Please write out, exactly as given, every line of the entries below up to and including the line with "## Description and Details".

**SUPPLIED RECORDS**
________________________________________

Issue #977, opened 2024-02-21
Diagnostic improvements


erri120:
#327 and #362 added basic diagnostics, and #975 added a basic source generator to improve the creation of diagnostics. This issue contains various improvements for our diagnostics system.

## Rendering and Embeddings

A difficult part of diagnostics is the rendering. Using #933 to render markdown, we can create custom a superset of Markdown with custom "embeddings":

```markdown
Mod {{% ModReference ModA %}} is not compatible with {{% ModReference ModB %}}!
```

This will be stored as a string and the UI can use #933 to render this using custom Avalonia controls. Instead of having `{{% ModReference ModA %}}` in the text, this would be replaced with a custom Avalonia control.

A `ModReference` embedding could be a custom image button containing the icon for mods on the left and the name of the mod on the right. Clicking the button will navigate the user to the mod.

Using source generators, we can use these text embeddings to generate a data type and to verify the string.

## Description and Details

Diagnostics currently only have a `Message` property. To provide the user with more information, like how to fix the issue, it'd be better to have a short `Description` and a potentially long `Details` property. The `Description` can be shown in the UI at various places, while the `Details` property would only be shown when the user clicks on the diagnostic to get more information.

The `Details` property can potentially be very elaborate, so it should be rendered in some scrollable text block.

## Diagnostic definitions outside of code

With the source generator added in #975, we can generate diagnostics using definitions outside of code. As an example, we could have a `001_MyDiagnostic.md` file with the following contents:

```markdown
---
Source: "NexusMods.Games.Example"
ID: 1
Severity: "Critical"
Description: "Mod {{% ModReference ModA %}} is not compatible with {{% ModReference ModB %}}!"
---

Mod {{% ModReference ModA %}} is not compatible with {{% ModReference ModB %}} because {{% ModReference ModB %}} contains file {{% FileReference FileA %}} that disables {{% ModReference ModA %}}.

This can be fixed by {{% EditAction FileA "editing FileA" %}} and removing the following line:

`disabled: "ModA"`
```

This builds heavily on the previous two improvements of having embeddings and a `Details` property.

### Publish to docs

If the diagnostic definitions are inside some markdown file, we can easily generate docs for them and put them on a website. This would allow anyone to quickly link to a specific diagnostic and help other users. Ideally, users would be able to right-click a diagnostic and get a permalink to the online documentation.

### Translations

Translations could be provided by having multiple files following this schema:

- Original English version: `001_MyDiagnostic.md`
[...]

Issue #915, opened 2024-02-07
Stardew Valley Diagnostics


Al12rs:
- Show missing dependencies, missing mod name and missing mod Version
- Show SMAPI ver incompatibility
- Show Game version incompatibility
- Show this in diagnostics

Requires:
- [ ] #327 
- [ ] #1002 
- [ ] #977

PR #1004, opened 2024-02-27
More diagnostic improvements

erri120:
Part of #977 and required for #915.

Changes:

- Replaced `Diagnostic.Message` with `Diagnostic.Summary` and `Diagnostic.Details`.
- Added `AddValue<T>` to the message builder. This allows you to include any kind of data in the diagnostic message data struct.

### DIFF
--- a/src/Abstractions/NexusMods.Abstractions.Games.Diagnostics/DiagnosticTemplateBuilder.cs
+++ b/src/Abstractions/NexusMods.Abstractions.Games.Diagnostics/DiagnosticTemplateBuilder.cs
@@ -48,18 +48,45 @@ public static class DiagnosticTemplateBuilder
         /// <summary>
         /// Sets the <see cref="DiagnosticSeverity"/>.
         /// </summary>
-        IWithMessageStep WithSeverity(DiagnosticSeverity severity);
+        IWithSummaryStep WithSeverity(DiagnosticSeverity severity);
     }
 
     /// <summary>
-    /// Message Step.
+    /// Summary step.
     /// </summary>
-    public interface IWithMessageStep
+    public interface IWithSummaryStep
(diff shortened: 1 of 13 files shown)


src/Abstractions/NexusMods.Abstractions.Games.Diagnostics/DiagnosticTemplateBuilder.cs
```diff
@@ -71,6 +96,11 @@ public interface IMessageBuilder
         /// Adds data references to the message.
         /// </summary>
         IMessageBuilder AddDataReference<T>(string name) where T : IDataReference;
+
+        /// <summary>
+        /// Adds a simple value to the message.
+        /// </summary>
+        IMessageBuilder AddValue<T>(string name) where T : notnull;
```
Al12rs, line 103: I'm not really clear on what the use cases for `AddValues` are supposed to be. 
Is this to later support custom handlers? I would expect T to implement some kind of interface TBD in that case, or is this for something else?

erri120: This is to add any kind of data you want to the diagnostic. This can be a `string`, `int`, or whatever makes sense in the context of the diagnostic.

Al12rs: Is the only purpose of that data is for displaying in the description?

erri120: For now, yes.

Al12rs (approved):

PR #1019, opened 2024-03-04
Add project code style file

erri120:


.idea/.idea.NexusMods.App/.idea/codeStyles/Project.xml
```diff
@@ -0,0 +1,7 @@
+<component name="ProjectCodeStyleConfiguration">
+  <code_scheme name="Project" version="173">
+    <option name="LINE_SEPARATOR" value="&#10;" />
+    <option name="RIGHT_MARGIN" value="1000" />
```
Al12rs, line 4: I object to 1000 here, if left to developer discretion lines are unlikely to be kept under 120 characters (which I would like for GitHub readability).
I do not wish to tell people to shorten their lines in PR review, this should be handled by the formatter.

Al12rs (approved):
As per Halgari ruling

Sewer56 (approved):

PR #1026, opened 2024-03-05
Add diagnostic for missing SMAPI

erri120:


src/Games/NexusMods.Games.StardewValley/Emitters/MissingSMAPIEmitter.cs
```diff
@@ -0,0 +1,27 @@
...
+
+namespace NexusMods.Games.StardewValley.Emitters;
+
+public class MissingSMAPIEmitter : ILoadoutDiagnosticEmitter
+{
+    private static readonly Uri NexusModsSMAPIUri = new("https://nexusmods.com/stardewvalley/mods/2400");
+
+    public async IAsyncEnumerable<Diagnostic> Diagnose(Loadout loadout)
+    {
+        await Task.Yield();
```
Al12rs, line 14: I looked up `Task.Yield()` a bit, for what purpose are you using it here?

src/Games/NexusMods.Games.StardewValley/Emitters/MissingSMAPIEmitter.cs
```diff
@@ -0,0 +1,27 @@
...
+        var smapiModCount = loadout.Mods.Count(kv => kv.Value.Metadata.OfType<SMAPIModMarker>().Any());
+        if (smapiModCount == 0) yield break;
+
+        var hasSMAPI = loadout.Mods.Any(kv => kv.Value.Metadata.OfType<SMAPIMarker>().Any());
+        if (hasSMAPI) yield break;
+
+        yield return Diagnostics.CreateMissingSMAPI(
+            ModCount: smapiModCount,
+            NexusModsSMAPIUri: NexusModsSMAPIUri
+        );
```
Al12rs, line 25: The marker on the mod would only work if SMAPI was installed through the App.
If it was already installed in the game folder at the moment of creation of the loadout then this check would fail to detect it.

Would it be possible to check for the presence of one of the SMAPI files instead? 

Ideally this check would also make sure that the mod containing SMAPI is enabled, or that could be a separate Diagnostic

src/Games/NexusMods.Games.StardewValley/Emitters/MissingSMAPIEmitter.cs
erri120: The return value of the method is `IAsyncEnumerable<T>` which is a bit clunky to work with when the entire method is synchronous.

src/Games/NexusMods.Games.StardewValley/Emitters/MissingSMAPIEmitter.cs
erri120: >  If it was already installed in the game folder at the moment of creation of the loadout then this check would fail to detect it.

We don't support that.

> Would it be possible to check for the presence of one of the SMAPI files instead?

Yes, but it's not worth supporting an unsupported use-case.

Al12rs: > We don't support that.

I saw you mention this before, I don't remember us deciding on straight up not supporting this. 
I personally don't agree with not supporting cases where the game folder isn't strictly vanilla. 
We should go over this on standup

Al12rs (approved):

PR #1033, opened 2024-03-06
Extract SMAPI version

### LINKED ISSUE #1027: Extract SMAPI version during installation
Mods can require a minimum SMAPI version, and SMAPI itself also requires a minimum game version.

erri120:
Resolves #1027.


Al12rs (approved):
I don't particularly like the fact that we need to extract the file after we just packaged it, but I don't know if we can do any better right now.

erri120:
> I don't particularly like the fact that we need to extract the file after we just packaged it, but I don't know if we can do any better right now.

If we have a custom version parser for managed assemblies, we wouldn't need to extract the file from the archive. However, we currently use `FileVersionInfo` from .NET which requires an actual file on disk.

________________________________________

**ANSWER FOR THIS EXERCISE**
Issue #977, opened 2024-02-21
Diagnostic improvements


erri120:
#327 and #362 added basic diagnostics, and #975 added a basic source generator to improve the creation of diagnostics. This issue contains various improvements for our diagnostics system.

## Rendering and Embeddings

A difficult part of diagnostics is the rendering. Using #933 to render markdown, we can create custom a superset of Markdown with custom "embeddings":

```markdown
Mod {{% ModReference ModA %}} is not compatible with {{% ModReference ModB %}}!
```

This will be stored as a string and the UI can use #933 to render this using custom Avalonia controls. Instead of having `{{% ModReference ModA %}}` in the text, this would be replaced with a custom Avalonia control.

A `ModReference` embedding could be a custom image button containing the icon for mods on the left and the name of the mod on the right. Clicking the button will navigate the user to the mod.

Using source generators, we can use these text embeddings to generate a data type and to verify the string.

## Description and Details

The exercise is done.